Suppose $T$ is the distribution of event times, with $C$ the indicator of censor versus failure. The Kaplan Meier estimate $\hat{S}(t)$ of the overall survival is a consistent estimate of $1-F_{(t)}$ where $F$ is the cumulative distribution function for the failure process. Supposing $F(t)=1-\exp (-\lambda t)$, the median survival $F^{-1}(0.5) = M$ is given by $$M = \log 2 \sum (\text{observed survival times})/d$$ where $d$ is the sum of observed deaths. In fact, $\sum (\text{observed survival times})/d$ is the MLE of $\lambda$. The 6 months survival by $F(6) = \exp(-6 \lambda )$.

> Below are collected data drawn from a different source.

PR #89, opened 2023-07-31
Add user query

meoflynn:
### Special Notes:

---

### Submitter:

Have you (where applicable):

* [ ] Added unit tests?

---

### Reviewer

Does this PR:


anish-mudaraddi:
The StackStorm Actions we added `user.search.by.property` and `user.search.by.regex` both only allow searching for stfc users - I think another PR needs to be made to add selecting of domain - since it involves making a generic change to the Manager API which will affect all Managers.

anish-mudaraddi (approved):
me and @meoflynn  pair programmed this together and we're both happy with this

Issue #93, opened 2023-08-07
Query Library: Add Sorting and Grouping Functionality


anish-mudaraddi:
`sort_by` and `group_by` functions in public API need to be implemented.

Ideally it should allow setting multiple keys to sort by  - which would then apply to the output whenever an output function like to_str, to_obj_list, etc are called. e.g.

```
q1.select(prop1, prop2).where(EQUAL_TO, prop3, "some-val")
q1.sort_by(prop1, ASC).sort_by(prop2, DESC)
q1.to_list()
```
should output a list of dicts like:
```
[
    {"prop1": "a", "prop2": 3},
    {"prop1": "a", "prop2": 1},
    {"prop1": "b", "prop2": 5}
    ...
]
```

the same query should also allow grouping like so 
```
q1.group_by(prop1)
q1.to_list()
```
should output a list of list of dicts like:
```
[
    [
        {"prop1": "a", "prop2": 3},
        {"prop1": "a", "prop2": 1},
    ],
    [
        {"prop1": "b", "prop2": 5}
        ...
     ],
     ....
]

```
We should also allow grouping based on ranges like so:
```
q1.group_by("prop2", ranges=[range(1, 5), [6, 10]], include_unsorted_group=True)
```
which should output
```
[
    [
        {"prop1": "a", "prop2": 3},
        {"prop1": "a", "prop2": 1},
        {"prop1": "b", "prop2": 5}
    ]
    [
        {"prop1": "a",  "prop2": 6}
        {"prop1": "b",  "prop2": 10}
    ] 
    # unsorted group - those that don't fall into any given range
    [
       {"prop1": "a", "prop2": 0}
       {"prop1": "b", "prop2": 7}
    ]
]
```
note: we should allow users to `group_by` and `sort_by` any valid property for that resource

note: whilst its possible that users may want to `group_by` multiple times - i.e. groups within groups - we will not allow it for now

note: sorting should happen after grouping when outputting
note: when printing to table with grouping - multiple tables must be outputted

PR #97, opened 2023-08-14
ENH: Openstack query add group and sort functionality

anish-mudaraddi:
### Description:

Adds grouping and sorting functionality - PR for #93 

### Special Notes:

---

### Submitter:

Have you (where applicable):

* [x] Added unit tests?

---

### Reviewer

Does this PR:

### DIFF
--- a/lib/openstack_query/query_parser.py
+++ b/lib/openstack_query/query_parser.py
@@ -1,11 +1,11 @@
-from typing import List, Dict, Tuple, Union
+from typing import List, Dict, Tuple, Union, Optional, Set, Callable
 
 from enums.query.props.prop_enum import PropEnum
 from exceptions.query_property_mapping_error import QueryPropertyMappingError
 from openstack_query.handlers.prop_handler import PropHandler
 from custom_types.openstack_query.aliases import OpenstackResourceObj, PropValue
 
-from lib.exceptions.parse_query_error import ParseQueryError
+from exceptions.parse_query_error import ParseQueryError
 
 
 class QueryParser:
@@ -36,47 +36,60 @@ class QueryParser:
         Public method used to configure sorting results
         :param sort_by: tuples of property name to sort by and order "asc or desc"
         """
+        self._sort_by = set()
         for prop_name, order in sort_by:
-            self._check_prop_valid(sort_by)
-            if order.upper() not in ["ASC", "DESC"]:
+            self._check_prop_valid(prop_name)
+            order = order.upper()
+            if order not in ["ASC", "DESC"]:
                 raise ParseQueryError(
                     f"order specification given for sort-by '{order}' "
                     "is invalid, choose ASC (ascending) or DESC (descending)"
                 )
-            self._sort_by.add((sort_by, True if order == "ASC" else False))
+            self._sort_by.add((prop_name, True if order == "DESC" else False))
 
     def parse_group_by(
         self,
         group_by: PropEnum,
-        group_ranges: Dict[str, List[PropValue]],
-        include_ungrouped_results: bool,
+        group_ranges: Optional[Dict[str, List[PropValue]]] = None,
+        include_missing: Optional[bool] = False,
     ) -> None:
         """
         Public method used to configure grouping results.
         :param group_by: name of the property to group by
         :param group_ranges: a dictionary containing names of the group and list of prop values
         to select for for that group
-        :param include_ungrouped_results: a flag which if set includes an extra grouping for values
+        :param include_missing: a flag which if set includes an extra grouping for values
         that don't fall into any group specified in group_ranges
         """
         self._check_prop_valid(group_by)
+        self._group_by = group_by
         all_prop_list = set()
-        for name, prop_list in group_ranges.items():
-            self._group_mappings.update(
-                {name: lambda obj: self._prop_handler.get_prop(group_by) in prop_list}
-            )
-            all_prop_list.update(prop_list)
 
-        # if ungrouped group wanted - filter for all not in any range specified
-        if include_ungrouped_results:
-            self._group_mappings.update(
-                {
-                    "ungrouped results": lambda obj: self._prop_handler.get_prop(
-                        group_by
-                    )
-                    not in all_prop_list
-                }
-            )
+        if group_ranges:
+            for name, prop_list in group_ranges.items():
+                group_vals = tuple(prop_list)
+                self._group_mappings.update(
+                    {
+                        name: (
+                            lambda obj, lst=group_vals: self._prop_handler.get_prop(
+                                obj, group_by
+                            )
+                            in lst
+                        )
+                    }
+                )
+                all_prop_list.update(prop_list)
+
+            # if ungrouped group wanted - filter for all not in any range specified
+            if include_missing:
+                self._group_mappings.update(
+                    {
+                        "ungrouped results": lambda obj: self._prop_handler.get_prop(
+                            obj, group_by
+                        )
+                        not in all_prop_list
+                    }
+                )
 
     def run_parser(
         self, obj_list: List[OpenstackResourceObj]
@@ -85,19 +98,64 @@ class QueryParser:
         Public method used to parse query runner output - performs specified sorting and grouping
         :param obj_list: a list of openstack resource objects to parse
         """
-        parsed_obj_list = obj_list
+        if not obj_list:
+            return obj_list
+
+        # we sort first - assuming sorting is commutative to grouping
         if self._sort_by:
-
-            def sort_function(item):
-                return [
-                    item[key] if order else -item[key] for key, order in self._sort_by
-                ]
-
-            parsed_obj_list = sorted(parsed_obj_list, key=sort_function)
+            obj_list = self._run_sort(obj_list, self._sort_by)
 
         if self._group_by:
-            parsed_obj_list = {
-                name: [item for item in obj_list if map_func(item)]
-                for name, map_func in self._group_mappings.items()
-            }
-        return parsed_obj_list
+            # if group mappings not specified - make a group for each unique value found for prop
+            if not self._group_mappings:
+                self._group_mappings = self._build_unique_val_groups(
+                    obj_list, group_by_prop=self._group_by
+                )
+            obj_list = self._run_group_by(obj_list, self._group_mappings)
+
+        return obj_list
+
+    def _run_sort(
+        self,
+        obj_list: List[OpenstackResourceObj],
+        sort_by_specs: Set[Tuple[PropEnum, bool]],
+    ) -> List[OpenstackResourceObj]:
+        for key, reverse in reversed(tuple(sort_by_specs)):
+            obj_list.sort(
+                key=lambda obj: self._prop_handler.get_prop(obj, key), reverse=reverse
+            )
+        return obj_list
+
+    def _build_unique_val_groups(
+        self,
+        obj_list: List[OpenstackResourceObj],
+        group_by_prop: PropEnum,
+    ) -> Dict[str, Callable[[OpenstackResourceObj], bool]]:
+
+        unique_vals = set(
+            self._prop_handler.get_prop(obj, group_by_prop) for obj in obj_list
+        )
+        group_mappings = {}
+
+        # build groups
+        for val in unique_vals:
+            group_mappings.update(
+                {
+                    f"{group_by_prop.name} with value {val}": lambda obj, test_val=val: self._prop_handler.get_prop(
+                        obj, group_by_prop
+                    )
+                    == test_val
+                }
+            )
+
+        return group_mappings
+
+    @staticmethod
+    def _run_group_by(
+        obj_list: List[OpenstackResourceObj],
+        group_mappings: Dict[str, Callable[[OpenstackResourceObj], bool]],
+    ) -> Dict[str, List[OpenstackResourceObj]]:
+        return {
+            name: [item for item in obj_list if map_func(item)]
+            for name, map_func in group_mappings.items()
+        }
--- a/lib/openstack_query/query_parser.py
+++ b/lib/openstack_query/query_parser.py
@@ -1,9 +1,12 @@
 from typing import List, Dict, Tuple, Union, Optional, Callable
+import logging
 from collections import OrderedDict
 from enums.query.props.prop_enum import PropEnum
 from openstack_query.handlers.prop_handler import PropHandler
 from custom_types.openstack_query.aliases import OpenstackResourceObj, PropValue
 from exceptions.query_property_mapping_error import QueryPropertyMappingError
+
+logger = logging.getLogger(__name__)
 
 
 class QueryParser:
@@ -17,6 +20,10 @@ class QueryParser:
         self._sort_by = {}
         self._group_by = None
         self._group_mappings = {}
+
+    @property
+    def group_by_prop(self):
+        return self._group_by
 
     def _check_prop_valid(self, prop: PropEnum) -> None:
         """
@@ -35,9 +42,21 @@ class QueryParser:
         :param sort_by: tuples of property name to sort by and order "asc or desc"
         """
         self._sort_by = {}
-        for prop_name, order in sort_by:
-            self._check_prop_valid(prop_name)
-            self._sort_by.update({prop_name: order})
+        for prop, order in sort_by:
+            self._check_prop_valid(prop)
+            order_log_str = "DESC" if order else "ASC"
+            logging.debug(
+                "adding sorting params: %s, order: %s", prop.name, order_log_str
+            )
+            self._sort_by.update({prop: order})
+
+        logging.debug(
+            "sort params: %s",
+            "\n\t".join(
+                f"{prop}, order: {'DESC' if order else 'ASC'}"
+                for prop, order in self._sort_by.items()
+            ),
+        )
 
     def parse_group_by(
         self,
@@ -58,6 +77,7 @@ class QueryParser:
         all_prop_list = set()
 
         if group_ranges:
+            logger.debug("creating filter functions for specified group ranges")
             for name, prop_list in group_ranges.items():
                 group_vals = tuple(prop_list)
                 self._group_mappings.update(
@@ -74,6 +94,7 @@ class QueryParser:
 
             # if ungrouped group wanted - filter for all not in any range specified
             if include_missing:
+                logger.debug("creating filter function for ungrouped group")
                 self._group_mappings.update(
                     {
                         "ungrouped results": lambda obj: self._prop_handler.get_prop(
@@ -100,6 +121,10 @@ class QueryParser:
         if self._group_by:
             # if group mappings not specified - make a group for each unique value found for prop
             if not self._group_mappings:
+                logger.info(
+                    "no group ranges specified - grouping by unique values of %s property",
+                    self._group_by.name,
+                )
                 self._group_mappings = self._build_unique_val_groups(
                     obj_list, group_by_prop=self._group_by
                 )
@@ -118,8 +143,13 @@ class QueryParser:
         :param sort_by_specs: A dictionary of property to sort by as key and value as boolean representing order
             - descending - True, ascending - False
         """
-
-        for sort_key, reverse in reversed(tuple(sort_by_specs.items())):
+        logger.debug("running multi-sort")
+        sort_num = len(sort_by_specs)
+        for i, (sort_key, reverse) in enumerate(
+            reversed(tuple(sort_by_specs.items())), 1
+        ):
+            logger.debug("running sort %s / %s", i, sort_num)
+            logger.debug("sorting by: %s, reverse=%s", sort_key, reverse)
             obj_list.sort(
                 key=lambda obj, sk=sort_key: self._prop_handler.get_prop(obj, sk),
                 reverse=reverse,
@@ -136,6 +166,11 @@ class QueryParser:
         unique_vals = OrderedDict(
             {self._prop_handler.get_prop(obj, group_by_prop): None for obj in obj_list}
         )
+        logger.debug(
+            "unique values found %s - each will become a group",
+            ",".join(f"{val}" for val in unique_vals),
+        )
+
         group_mappings = {}
 
         # build groups
--- a/lib/openstack_query/query_parser.py
+++ b/lib/openstack_query/query_parser.py
@@ -117,37 +117,26 @@ class QueryParser:
 
         # we sort first - assuming sorting is commutative to grouping
         if self._sort_by:
-            obj_list = self._run_sort(obj_list, self._sort_by)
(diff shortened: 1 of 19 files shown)


lib/openstack_query/query_parser.py
```diff
@@ -0,0 +1,197 @@
...
+                key=lambda obj, sk=sort_key: self._prop_handler.get_prop(obj, sk),
+                reverse=reverse,
+            )
+        return obj_list
+
+    def _build_unique_val_groups(
+        self,
+        obj_list: List[OpenstackResourceObj],
+        group_by_prop: PropEnum,
+    ) -> Dict[str, Callable[[OpenstackResourceObj], bool]]:
```
meoflynn, line 163: Could we add docstrings to this method?

lib/openstack_query/query_parser.py
```diff
@@ -0,0 +1,197 @@
...
+            )
+
+        return group_mappings
+
+    @staticmethod
+    def _run_group_by(
+        obj_list: List[OpenstackResourceObj],
+        group_mappings: Dict[str, Callable[[OpenstackResourceObj], bool]],
+    ) -> Dict[str, List[OpenstackResourceObj]]:
+        return {
```
meoflynn, line 194: Could we add a docstring to this method?

tests/structs/test_query_output_details.py
```diff
@@ -15,37 +15,48 @@ def setUp(self) -> None:
...
+        else:
+            self.assertEqual(
+                out.sort_by,
+                [
+                    (ServerProperties.SERVER_NAME, False),
+                    (ServerProperties.SERVER_ID, False),
+                ],
+            )
+
+        # TODO allow setting these using form kwargs
```
meoflynn, line 60: Is this for a future PR?

meoflynn (changes requested):

tests/structs/test_query_output_details.py
anish-mudaraddi: removed this comment and added an issue to make it clearer #102

lib/openstack_query/query_parser.py
```diff
@@ -0,0 +1,211 @@
...
+        if self._group_by:
+            # if group mappings not specified - make a group for each unique value found for prop
+            if not self._group_mappings:
+                logger.info(
+                    "no group ranges specified - grouping by unique values of %s property",
+                    self._group_by.name,
+                )
+                self._group_mappings = self._build_unique_val_groups(
+                    obj_list, group_by_prop=self._group_by
+                )
```
DavidFair, line 131: Nit: The `group_by` method should do this, not `run_parser`

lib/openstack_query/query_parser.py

On the linear scale, the variance estimate of $\hat{M}$ is $\hat{M}/\sum P_i$ where $$P_i = 1-\exp\left(T_i \log(2) / \hat{M}\right).$$

A symmetric interval for the median with this variance approximation is called the Bartholomew interval. However, most reported intervals will be asymmetric based on the variance stabilized interval. As a pragmatic solution, I'd recommend taking the midpoint of these estimates to recover the linear variance approximation. With an estimate of the variance, the remaining details can be recovered via the $\delta$-method.

The mapping $f(x)$ defined by $\exp(-6 \log 2 / x)$ gives $F(6) = f(F^{-1}(0.5))$. And $$f^{\prime}(x) = 6 \log (2) \exp(-6 \log 2 / x) / x^2$$

So by the $\delta$-method, a consistent estimate of the variance of the 6 month survival would be given by:

$$ \text{SE}(\hat{S}_6) = f^\prime(x) \text{SE}(\hat{M})$$

The approximation seems to work well for $M$ and $S(6)$ not close to 1 or 0. R code below:

set.seed(123)
x <- rexp(1000, 1/10)
d <- rbinom(1000, 1, 0.5)
f <- survfit(Surv(x,d) ~ 1)
sumf <- quantile(f, 0.5)

## median and SE median
med <- sumf$quantile
semed <- ({sumf$upper -sumf$lower}/2)/1.96

sixmo <- exp(-6*log(2)/med)
sesixmo <- 6*log(2)/med^2*exp(-6*log(2)/med) * semed

plot(f, xlim=c(3, 9), ylim=c(0.6, 1), xlab='Time', ylab='Survival')
title('Midpoint variance approximation for median to 6 month survival')
points(6, sixmo, cex=3)
segments(6, sixmo - 1.96*sesixmo, 6, sixmo + 1.96*sesixmo)
legend('topright', pch=c(1,-1), lty=c(0,1), pt.cex=3, c('Estimate', '95% CI'))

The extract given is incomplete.